====== Records for this exercise

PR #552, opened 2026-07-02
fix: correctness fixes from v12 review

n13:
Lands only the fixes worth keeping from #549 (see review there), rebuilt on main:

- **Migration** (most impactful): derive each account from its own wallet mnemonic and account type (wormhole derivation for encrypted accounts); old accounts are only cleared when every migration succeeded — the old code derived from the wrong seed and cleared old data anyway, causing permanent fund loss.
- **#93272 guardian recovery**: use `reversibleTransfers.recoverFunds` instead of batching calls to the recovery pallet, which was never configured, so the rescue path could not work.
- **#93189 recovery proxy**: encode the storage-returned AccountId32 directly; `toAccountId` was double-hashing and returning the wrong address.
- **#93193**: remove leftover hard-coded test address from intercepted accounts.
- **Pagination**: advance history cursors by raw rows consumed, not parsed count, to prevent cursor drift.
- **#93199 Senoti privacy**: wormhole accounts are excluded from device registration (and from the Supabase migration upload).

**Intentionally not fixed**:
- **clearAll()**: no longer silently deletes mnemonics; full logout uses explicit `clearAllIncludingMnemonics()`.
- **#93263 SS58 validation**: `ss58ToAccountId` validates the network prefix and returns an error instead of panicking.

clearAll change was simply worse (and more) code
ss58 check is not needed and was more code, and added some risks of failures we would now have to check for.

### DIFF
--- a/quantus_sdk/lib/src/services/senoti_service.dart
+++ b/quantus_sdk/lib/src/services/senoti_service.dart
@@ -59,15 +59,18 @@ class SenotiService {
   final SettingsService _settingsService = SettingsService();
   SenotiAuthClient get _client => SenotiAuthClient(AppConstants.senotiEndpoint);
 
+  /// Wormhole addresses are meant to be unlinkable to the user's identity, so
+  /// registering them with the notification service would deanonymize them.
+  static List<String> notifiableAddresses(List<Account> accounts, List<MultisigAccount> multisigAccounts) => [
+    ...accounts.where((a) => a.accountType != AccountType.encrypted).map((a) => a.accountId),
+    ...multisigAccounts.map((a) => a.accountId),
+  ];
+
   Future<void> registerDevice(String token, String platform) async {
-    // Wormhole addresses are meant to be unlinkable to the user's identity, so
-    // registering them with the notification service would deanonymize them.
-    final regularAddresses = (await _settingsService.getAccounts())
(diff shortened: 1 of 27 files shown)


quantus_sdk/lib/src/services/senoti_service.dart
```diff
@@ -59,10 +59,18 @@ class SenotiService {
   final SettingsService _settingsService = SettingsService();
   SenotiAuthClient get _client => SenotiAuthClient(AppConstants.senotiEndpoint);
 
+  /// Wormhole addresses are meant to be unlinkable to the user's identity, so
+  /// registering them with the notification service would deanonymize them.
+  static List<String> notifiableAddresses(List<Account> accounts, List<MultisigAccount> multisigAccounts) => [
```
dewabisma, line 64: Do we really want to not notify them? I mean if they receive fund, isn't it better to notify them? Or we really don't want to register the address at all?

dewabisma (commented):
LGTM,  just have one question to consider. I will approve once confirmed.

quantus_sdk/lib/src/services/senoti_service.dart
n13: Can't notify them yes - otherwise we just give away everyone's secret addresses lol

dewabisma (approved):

============

Problem to solve: Using the records given above, list every line that includes the word "fixes".

Result of this exercise:
fix: correctness fixes from v12 review
Lands only the fixes worth keeping from #549 (see review there), rebuilt on main:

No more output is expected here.